**Task brief**.
Within the data below, count every line that includes "Sidebar" and report the total alone.
——
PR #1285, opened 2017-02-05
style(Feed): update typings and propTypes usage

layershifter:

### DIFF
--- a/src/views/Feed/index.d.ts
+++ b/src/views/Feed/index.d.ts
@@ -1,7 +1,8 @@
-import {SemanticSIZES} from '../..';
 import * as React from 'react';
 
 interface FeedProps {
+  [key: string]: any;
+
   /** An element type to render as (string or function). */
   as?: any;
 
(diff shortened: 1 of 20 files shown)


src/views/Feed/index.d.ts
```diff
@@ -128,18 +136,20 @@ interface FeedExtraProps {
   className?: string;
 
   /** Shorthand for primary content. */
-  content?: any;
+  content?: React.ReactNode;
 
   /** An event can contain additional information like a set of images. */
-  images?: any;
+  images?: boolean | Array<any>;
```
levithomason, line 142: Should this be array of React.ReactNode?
——
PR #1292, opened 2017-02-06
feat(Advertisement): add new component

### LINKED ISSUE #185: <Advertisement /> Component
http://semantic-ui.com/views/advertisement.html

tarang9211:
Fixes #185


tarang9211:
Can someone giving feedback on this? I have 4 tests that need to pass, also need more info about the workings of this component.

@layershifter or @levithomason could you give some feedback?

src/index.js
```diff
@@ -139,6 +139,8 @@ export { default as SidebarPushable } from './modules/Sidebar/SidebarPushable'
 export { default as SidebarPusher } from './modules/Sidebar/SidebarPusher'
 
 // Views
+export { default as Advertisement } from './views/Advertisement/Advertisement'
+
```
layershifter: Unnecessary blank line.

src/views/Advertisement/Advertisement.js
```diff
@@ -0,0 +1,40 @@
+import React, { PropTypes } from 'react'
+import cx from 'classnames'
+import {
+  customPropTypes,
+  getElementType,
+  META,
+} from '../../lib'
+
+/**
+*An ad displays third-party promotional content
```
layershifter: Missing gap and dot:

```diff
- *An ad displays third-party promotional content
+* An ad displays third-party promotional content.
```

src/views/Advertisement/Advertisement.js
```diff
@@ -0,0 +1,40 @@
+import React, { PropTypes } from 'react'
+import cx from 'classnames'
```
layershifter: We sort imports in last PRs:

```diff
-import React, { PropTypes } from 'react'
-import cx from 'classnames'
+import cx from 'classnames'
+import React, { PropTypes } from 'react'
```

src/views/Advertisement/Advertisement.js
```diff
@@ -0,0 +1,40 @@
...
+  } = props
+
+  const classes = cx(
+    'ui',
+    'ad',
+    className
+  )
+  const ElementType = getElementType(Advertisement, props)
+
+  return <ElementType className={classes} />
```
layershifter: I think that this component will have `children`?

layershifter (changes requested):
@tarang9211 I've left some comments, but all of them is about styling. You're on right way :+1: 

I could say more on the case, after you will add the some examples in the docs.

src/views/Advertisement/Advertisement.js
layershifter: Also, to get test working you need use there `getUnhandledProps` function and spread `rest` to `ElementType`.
——
**Exercise answer**.
2